*** Opening of Dataset excerpts ***

PR #443, opened 2024-10-02
[AAQ-835] Enable LLM-less dashboards

markbotterill:
Reviewer: @lickem22 
Estimate: 20 mins

---

## Ticket AAQ-835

*** Close of Dataset excerpts ***

Work instruction => Write out every line, unchanged, from the one containing "Reviewer: @lickem22" through the closing line of the data.

Result =>
Reviewer: @lickem22 
Estimate: 20 mins

---

## Ticket AAQ-835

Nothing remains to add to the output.